AS:難治性てんかん(88.0%)や色白(72.0%)、下顎突出(65.0%)の頻度も特徴的
C.PWS:色白(76.0%)、アーモンド様眼瞼(82.0%)が認められた。その他、典型的なとみられていた症状を示さない症状も見られた。小児癌との関連では、BWSに8例(11.4%)に小児癌が認められ、PWS、SRSにも1例ずつ認められた。
ガイドライン等の開発
アンケート調査と遺伝子診断の結果をもとに、各種疾患の頻度、程度 を評価する。また、発症機序の分類と臨床像(臨床症状、重症度等)、患者背景について比較し、臨床の現場に役立つ遺伝子診断と発症機序の頻度に基づいたフローチャートを作成する。
その他行政的観点からの成果
配偶子操作を行う生殖補助医療(ART)はインプリントが獲得・維持される時期の配偶子を操作するため、その影響について懸念され、BWSやAS等の先天性疾患の発症頻度が増加しているとの報告が数多くみられる。
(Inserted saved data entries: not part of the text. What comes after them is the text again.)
PR #4574, opened 2024-04-23
Add porter standard trial days

MauAraujo:
## What does this PR do?
This PR adds 15 days as default trial for Porter Standard users.

### DIFF
--- a/internal/billing/metronome.go
+++ b/internal/billing/metronome.go
@@ -57,6 +57,7 @@ func (m MetronomeClient) CreateCustomerWithPlan(ctx context.Context, userEmail s
 	var trialDays int
 	planID := m.PorterStandardPlanID
 	projID := strconv.FormatUint(uint64(projectID), 10)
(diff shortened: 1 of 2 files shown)


internal/billing/metronome.go
```diff
@@ -127,6 +132,12 @@ func (m MetronomeClient) addCustomerPlan(ctx context.Context, customerID uuid.UU
 		StartingOnUTC: startOn,
 	}
 
+	if trialDays > 0 {
```
ianedwards, line 135: maybe make `trialDays` a uint and have this condition be

`if trialDays != 0`

usually just helpful to check whether it's the 0 value so you know if it's a default or not

ianedwards (approved):

internal/billing/metronome.go
MauAraujo: Thanks for pointing out! Fixed

PR #4581, opened 2024-04-25
Add button to show intercom on billing modal

MauAraujo:
## What does this PR do?
Add a small prompt on the blocking billing modal for users who have an expired trial but had already redeemed the startup deal on a call/email. Note that this blocking modal is only shown for users who don't have an active trial, and most of the startup deal users should already have it because of the reconciliation in Metronome. 

[screen.webm](https://github.com/porter-dev/porter/assets/19579265/56d38abb-a2ba-4f0f-a2d0-3458f7c7de6d)

### DIFF
--- a/dashboard/src/main/home/modals/BillingModal.tsx
+++ b/dashboard/src/main/home/modals/BillingModal.tsx
@@ -1,4 +1,4 @@
-import React, { useContext, useState } from "react";
+import React, { useContext } from "react";
 import { Elements } from "@stripe/react-stripe-js";
 import { loadStripe } from "@stripe/stripe-js";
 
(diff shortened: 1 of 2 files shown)


dashboard/src/main/home/modals/BillingModal.tsx
```diff
@@ -24,6 +25,17 @@ const BillingModal = ({
   const { currentProject } = useContext(Context);
   const { publishableKey } = usePublishableKey();
 
+  const [showIntercom, setShowIntercom] = useState(false);
```
ferozemohideen, line 28: don't need this state, onClick can just call showIntercomWithMessage

ferozemohideen (approved):
there's some weird space in the middle of the modal, can we remove that?

dashboard/src/main/home/modals/BillingModal.tsx
MauAraujo: I tried that initially but the intercom popup would appear everytime I opened the dashboard

MauAraujo: nevermind, fixed this and the weird spacing, thanks for pointing out

PR #4582, opened 2024-04-26
add initdeploy job to preview template

ianedwards:
## What does this PR do?

- Gives users the option to add an initial deploy job to their preview templates
- will run following deploy of first revision of an app
- still hidden from existing app screen, since it can't be edited


dashboard/src/lib/porter-apps/index.ts
```diff
@@ -236,41 +242,100 @@ export function serviceOverrides({
...
+          }),
+          expanded: true,
+        })
+    )
+    .otherwise(() =>
+      deserializeService({
+        service: serializedServiceFromProto({
           service: new Service({
-            ...overrides.predeploy,
+            ...(overrides.predeploy ?? {}),
```
ferozemohideen, line 281: can add a match clause for if predeploy/initdeploy is undefined right? not sure if it's worth the verbosity/readability tradeoff tho

dashboard/src/main/home/app-dashboard/validate-apply/services-settings/ServiceList.tsx
```diff
@@ -126,12 +129,35 @@ const ServiceList: React.FC<ServiceListProps> = ({
   const services = useMemo(() => {
     // if predeploy, only show predeploy services
     // if not predeploy, only show non-predeploy services
+    if (lifecycleJobType === "predeploy") {
```
ferozemohideen, line 132: can use match here

ferozemohideen (approved):

dashboard/src/lib/porter-apps/index.ts
ianedwards: yeah i think we can guarantee it's defined here

PR #4583, opened 2024-04-26
Use date-fns for relative time functions

MauAraujo:
## What does this PR do?
The existing function in the code that we were using to display relative time formats had a bug where if the date was between 8 months and a year, it displayed "8 months" regardless of the actual difference. The rest of dates were displayed correctly, but to avoid any future problems I instead change those function to use the `date-fns` library.


dashboard/src/main/home/Home.tsx
```diff
@@ -377,13 +377,7 @@ const Home: React.FC<Props> = (props) => {
...
       return true;
     }
-
-    const diff = timeFrom(timestamp);
-    if (diff.when === "future") {
-      return false;
-    }
-
-    return true;
+    return isPast(new Date(timestamp)) ? true : false;
```
ianedwards, line 380: `return isPast(new Date(timestamp))`

ianedwards (approved):

MauAraujo:
Closing in favor of #4584

PR #4595, opened 2024-05-01
dgtown/auth 2

d-g-town:
- **refactoring main, adding separate authn/z providers**
- **address comments**

### DIFF
--- a/dashboard/src/shared/auth/AuthnContext.tsx
+++ b/dashboard/src/shared/auth/AuthnContext.tsx
@@ -1,0 +1,89 @@
+import React, { useContext, useEffect, useState } from "react";
+
+import api from "shared/api";
+import { Context } from "shared/Context";
+
+type AuthnState = {
+  userId: number;
+  isLoggedIn: boolean;
+  isEmailVerified: boolean;
+  handleLogOut: () => void;
+  authenticate: () => void;
+  isLoading: boolean;
+  hasInfo: boolean;
+};
+
+export const AuthnContext = React.createContext<AuthnState>({} as AuthnState);
+
+const AuthnProvider = ({
+  children,
+}: {
+  children: JSX.Element;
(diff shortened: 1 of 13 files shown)


dashboard/src/shared/auth/AuthnContext.tsx
```diff
@@ -0,0 +1,183 @@
...
+  handleLogOut: () => void;
+};
+
+const NilAuthnState = {
+    userId: -1,
+    handleLogOut: () => {},
+};
+
+export const AuthnContext = React.createContext<AuthnState>(NilAuthnState);
+
```
ianedwards, line 26: I'd maybe just use the pattern that we have in the other context providers, which will just error if the values haven't been set yet.

```suggestion

export const AuthnContext = React.createContext<AuthnState | null>(null);

export const useAuthState = (): AuthnSate => {
  const context = useContext(AuthnContext)
  if (context == null) {
    throw new Error(
      "useAuthState must be used within a AuthnContext"
    );
  }
  return context;
}
```

dashboard/src/shared/auth/AuthnContext.tsx
```diff
@@ -0,0 +1,183 @@
...
+          render={() => {
+            return <VerifyEmail handleLogOut={handleLogOut} />;
+          }}
+        />
+      </Switch>
+    );
+  }
+
+  // Handle case where new user signs up via OAuth and has not set name and company
+  if (!hasInfo && userId > 9312) {
```
ianedwards, line 153: where's this come from out of curiosity

ianedwards (approved):

dashboard/src/shared/auth/AuthnContext.tsx
d-g-town: Comes from the old code (Main.tsx, line 161)

PR #4596, opened 2024-05-01
Consolidate usage and billing tabs

jusrhee:
## What does this PR do?
image
image

image


internal/billing/metronome.go
```diff
@@ -454,6 +490,11 @@ func (m MetronomeClient) do(method string, path string, body interface{}, data i
 		}
 	}
 
+	// Add raw query parameters to the endpoint
+	if queryParams != "" {
+		endpoint += "?" + queryParams
+	}
```
ianedwards, line 496: one option here might be to use the URL type, and consolidate path and params into a single arg:

https://pkg.go.dev/net/url

ianedwards (approved):

PR #4613, opened 2024-05-06
Fix total cost resetting

MauAraujo:
## What does this PR do?
Fix a small bug where the total cost is set to zero initially, and if refreshing. This PR fixes that issue by computing the total when rendering the chart.

### DIFF
--- a/dashboard/src/main/home/project-settings/UsagePage.tsx
+++ b/dashboard/src/main/home/project-settings/UsagePage.tsx
@@ -44,16 +44,7 @@ function UsagePage(): JSX.Element {
   );
 
   const computeTotalCost = (costs: CostList): number => {
-    let total = 0;
-    costs?.forEach(
-      (cost: {
-        start_timestamp: string;
-        end_timestamp: string;
-        cost: number;
-      }) => {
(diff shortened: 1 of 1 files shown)


dashboard/src/main/home/project-settings/UsagePage.tsx
```diff
@@ -41,7 +42,20 @@ function UsagePage(): JSX.Element {
...
+    costs?.forEach(
+      (cost: {
+        start_timestamp: string;
+        end_timestamp: string;
+        cost: number;
+      }) => {
+        total += cost.cost;
+      }
+    );
+    return parseFloat(total.toFixed(2));
```
ianedwards, line 57:
```suggestion
    const total = costs.reduce((acc, curr) => acc + curr, 0);
    return parseFloat(total.toFixed(2));
```

ianedwards (approved):

dashboard/src/main/home/project-settings/UsagePage.tsx
MauAraujo: Thanks!

PR #4616, opened 2024-05-07
move ccp connection to cc link

sunguroku:


dashboard/src/main/home/modals/PaymentSetupForm.tsx
```diff
@@ -57,6 +61,26 @@ const PaymentSetupForm = ({ onCreate }: { onCreate: () => Promise<void> }) => {
     // Confirm the setup and set as default
     if (setupIntent?.payment_method !== null) {
       await setDefaultPaymentMethod(setupIntent?.payment_method as string);
+
+      // create cluster on first payment setup for sandbox
+      if (currentProject?.sandbox_enabled) {
+        await api.connectProjectToCluster(
```
MauAraujo, line 67: If a user adds another payment method, this will create another cluster connection right? Should we limit to one credit card?

dashboard/src/main/home/modals/PaymentSetupForm.tsx
```diff
@@ -57,6 +61,26 @@ const PaymentSetupForm = ({ onCreate }: { onCreate: () => Promise<void> }) => {
...
+          { id: currentProject.id }
+        )
+        .then(() => {
+          api.inviteAdmin(
+            "<token>",
+            {},
+            { project_id: currentProject.id }
+          )
+        })
+        .catch((err: any) => {
```
MauAraujo, line 79: The payment method will be added to Stripe even if this call fails, is there another way to create the cluster if that happens?

PR #4624, opened 2024-05-08
Neon frontend

ferozemohideen:
user can auth with neon, create neon datastore, see credentials and delete it


dashboard/src/main/home/database-dashboard/shared/NeonIntegrationModal.tsx
```diff
@@ -0,0 +1,60 @@
...
+    <Modal closeModal={onClose} width={"800px"}>
+      <Text size={16}>Integrate Neon</Text>
+      <Spacer y={0.5} />
+      <Text color="helper">
+        To continue, you must authenticate with Neon.{" "}
+        <Link target="_blank" onClick={openAuthWindow} hasunderline>
+          Authorize Porter to create Neon datastores on your behalf
+        </Link>
+      </Text>
+    </Modal>
```
ianedwards, line 56: is it worth showing this modal in a blocked / loading state after they go through the flow with neon, so they don't end up proceeding before we save the integration on our end?

ianedwards (approved):
nice

dashboard/src/main/home/database-dashboard/shared/NeonIntegrationModal.tsx
ferozemohideen: they cant proceed; if they click create again, they'll just see the same modal

PR #4629, opened 2024-05-09
add ory creation webhook

d-g-town:


api/server/handlers/user/create_ory.go
```diff
@@ -0,0 +1,133 @@
...
+	ctx, span := telemetry.NewSpan(r.Context(), "serve-create-ory-user")
+	defer span.End()
+
+	// this endpoint is not authenticated through middleware; instead, we check
+	// for the presence of an ory action cookie that matches env
+	oryActionCookie, err := r.Cookie("ory_action")
+	if err != nil {
+		err = telemetry.Error(ctx, span, err, "invalid ory action cookie")
+		reqErr := apierrors.NewErrForbidden(err)
+		apierrors.HandleAPIError(u.Config().Logger, u.Config().Alerter, w, r, reqErr, true)
```
ferozemohideen, line 54: why not use u.HandleAPIError here?

ferozemohideen (approved):

api/server/handlers/user/create_ory.go
d-g-town: no idea, fixed

ianedwards (approved):

PR #36, opened 2020-10-02
Droid Merchant

OrehRuoy:
Droid Merchant. Also changes Spaceport Speeders to enable Droid Merchant to work with it.


gemp-swccg-cards/src/main/java/com/gempukku/swccgo/cards/set1/light/Card1_112.java
```diff
@@ -32,7 +32,7 @@ public Card1_112() {
 
     @Override
     protected List<PlayInterruptAction> getGameTextTopLevelActions(final String playerId, final SwccgGame game, final PhysicalCard self) {
-        Filter filter = Filters.and(Filters.your(self), Filters.or(Filters.droid, Filters.vehicle), Filters.at(Filters.or(Filters.Mos_Eisley, Filters.sameSiteAs(self, Filters.Wioslea))));
+        Filter filter = Filters.and(Filters.your(self), Filters.or(Filters.droid, Filters.vehicle), Filters.at(Filters.or(Filters.Mos_Eisley, Filters.sameSiteAs(self, Filters.Wioslea),Filters.sameSiteAs(self, Filters.Droid_Merchant))));
```
jdipaolo1, line 35: You'll want to accomplish via a gameTextModificationModifier. Look at Kalit for an example. That way if Droid Merchant's gametext is cancelled this will no longer be in affect.

PR #235, opened 2020-11-24
Update Card2_023.java

Solidsnack3:
Adjusting A New Hope Wedge to add his character modifiers to the persona of Red_2 so he can interact properly with Red Squadron 1


EchoBaseTrooper:
He already worked correctly, right? Did you test to see if there was a bug?

PR #282, opened 2021-01-19
Fix/lr fix wrong card  on ban list

stevetotheizz0:
Fixed ban list Sim Aloo (v) 203_15 was accidentally added to the format instead of TSID (v) 205_15


EchoBaseTrooper:
Made changes in #283

PR #287, opened 2021-01-25
Fixing Issue#38 - 'Concentrate All Fire' & 'Fighter Cover' Now only apply the +3 power bonus to a ship that's fired a weapon once per battle

### LINKED ISSUE #38: Concentrate All Fire + B-Wings
https://gemp.starwarsccg.org/gemp-swccg/game.html?replayId=jokerking$r2bztq83l0oaeqbv

LS players was able to use Concentrate All Fire to add to the power of the same starfighter multiple times in the same battle. Based on the ruling below, that should not happen.

viewtopic.php?f=5&p=1310843#p1310843

### LINKED ISSUE #46: Fighter Cover Accumulation (TIE INTERCEPTOR)
https://gemp.starwarsccg.org/gemp-swccg/game.html?replayId=dvphimself$0u6tot800wl1i68j

Hello, this in game event has been reviewed by Gergall and Death Star in the rules thread, and has been confirmed as a bug.

firing an SFS Cannon twice with a Tie Interceptor will reliably add the 3 in response to both firings.

Relevant Ruling
https://forum.starwarsccg.org/viewtopic.php?f=5&t=75413

Ten19:
Raised in Issue #38 , corrected for both 'Concentrate All Fire' & 'Fighter Cover'. Both cards now check if the ship firing the weapon already has power modifier supplied by the Admiral's Order, and does not trigger if said modifier exists.
Closes #38 
Closes #46

### DIFF
--- a/gemp-swccg-cards/src/main/java/com/gempukku/swccgo/cards/set9/dark/Card9_093.java
+++ b/gemp-swccg-cards/src/main/java/com/gempukku/swccgo/cards/set9/dark/Card9_093.java
@@ -23,6 +23,7 @@ import com.gempukku.swccgo.logic.timing.EffectResult;
 import com.gempukku.swccgo.logic.timing.results.FiredWeaponResult;
 
 import java.util.Collections;
+import java.util.Collection;
 import java.util.LinkedList;
 import java.util.List;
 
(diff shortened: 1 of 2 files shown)


EchoBaseTrooper:
This does make this specific interaction work correctly, but will potentially leave a problem with the cumulative rule with other cards. Fixing the power calculation to correctly apply the cumulative rule seems like it would be a better solution.

BOTVHD:
@EchoBaseTrooper does it make sense to implement this patch to these 2 specific cards and open a separate issue for the broader cumulative rule issue (not preventing one card from applying modifiers multiple times on the same card)?

The new issue would reference these 2 patches that can be removed once the cumulative rule is addressed at a system level.  Similar to the way Luke Skywalker, The Last Jedi has a patch/fix until the system level fix is implemented ( https://github.com/PlayersCommittee/gemp-swccg-public/issues/890 )

I only suggest this approach because, per comments here https://github.com/PlayersCommittee/gemp-swccg-public/issues/38#issuecomment-3481602002 it feels like this issue is more impactful than most of bugs and it could take a while before the cumulative rule is fixed?

PR #532, opened 2022-03-18
update vbox static ip address

jetsaredim:
Newer versions of VirtualBox restrict the static ip range for hostonly networks to between 192.168.56.1 and 192.168.63.254.  This picks a nice static ip in the middle.


DevoKun (approved):

DevoKun (changes requested):
Please also update the `README.md` to use the new IP address: `192.168.50.94`

DevoKun (approved):

PR #657, opened 2023-01-02
Remove files from errata

jetsaredim:
Macroscan was removed from set 10 during the most recent errata.  The sync from the private repo doesn't remove files so it needs to be cleaned up manually.


jetsaredim:
need to re-base on master

PR #740, opened 2024-02-09
Docker Volume Bind for Web Application

nheinbaugh:
Minimal changes required to bind the host `gemp-swccg-async/src/web/` folder to the correct location in the docker container. This makes modifications to the web app easier to develop and test by removing the manual steps required to rebuild the application with maven, zip and replace the folder in the container and refresh. 

### Implementation Steps
* A new environment variable defines if it is a prod or test build 
  * This defaults to prod to mimic previous behavior. Since there was no flag everything was a "prod" build
  * The `Dockerfile` where "default parameters" for a "test" environment is updated
* The two HTTP handlers both have a property that indicates if the app is local or prod
  * I don't know enough about Java or the app to find a way to inject this configuration. I do hate logic in constructors... but this seems reasonable
* Updated `Dockerfile` to no longer copy the web folder manually
* Updated the `docker-compose.yml` file to bind the host web folder into the container

### Testing
* I validated the current behavior for making any changes in an HTML or JS file were as follows:
  *  Make change
  * Refresh page in UI
    * See the changes are not represented
  * Stop the docker containers
    * Following a restart the the changes are still not represented
  * Delete the docker image
    * Following a deletion of the container and then the image, `docker-compose up` and the changes are not represented
  * Run `mvn clean install`
    * After deleting the container, the image and then rebuilding the changes are finally represented

* The current flow is now:

* With a `local` build
  * Make a change in any HTML or JS file
  * Refresh the page in the browser
  * See changes are represented

* With a `production` build
  * Make a change in any HTML or JS file
  * Refresh the page in the browser
    * See no changes are visible
    * See the requests all return `304` (not modified)

### DIFF
--- a/Dockerfile
+++ b/Dockerfile
@@ -23,6 +23,9 @@ RUN mkdir -p /opt/gemp-swccg/web && \
 ## a small quality of life addition for those times when entering the container
 RUN echo 'export PS1="\u@\h:\w\$ "' > /etc/profile.d/ps1.sh && chmod +x /etc/profile.d/ps1.sh
 
+COPY gemp-swccg-async/src/main/web \
+     /opt/gemp-swccg/web
+
 COPY gemp-swccg-async/target/web.jar \
      /opt/gemp-swccg/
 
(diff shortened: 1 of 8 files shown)


ajhat16 (approved):

jdipaolo1 (approved):

jetsaredim:
this should be closed as it was superseded by changes made in the private repo.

今回の解析した症例数はこれまでの報告例では最も多く、PWSの報告は世界ではじめてである。これら疾患が増加傾向に有り、ART治療と関連する事が示唆される。少子化、晩婚化の社会情勢により、今後もART患者の増加が見込まれるため、次世代社会の最重要な行政的問題と考えられる。
その他のインパクト
なし

発表件数

原著論文(和文)
0件
原著論文(英文等)
3件
その他論文(和文)
0件
その他論文(英文等)
0件
学会発表(国内学会)
3件
学会発表(国際学会等)
1件
その他成果(特許の出願)
0件
「出願」「取得」計1件
その他成果(特許の取得)
0件
その他成果(施策への反映)
0件
その他成果(普及・啓発活動)
0件

特許

主な原著論文20編(論文に厚生労働科学研究費の補助を受けたことが明記された論文に限る)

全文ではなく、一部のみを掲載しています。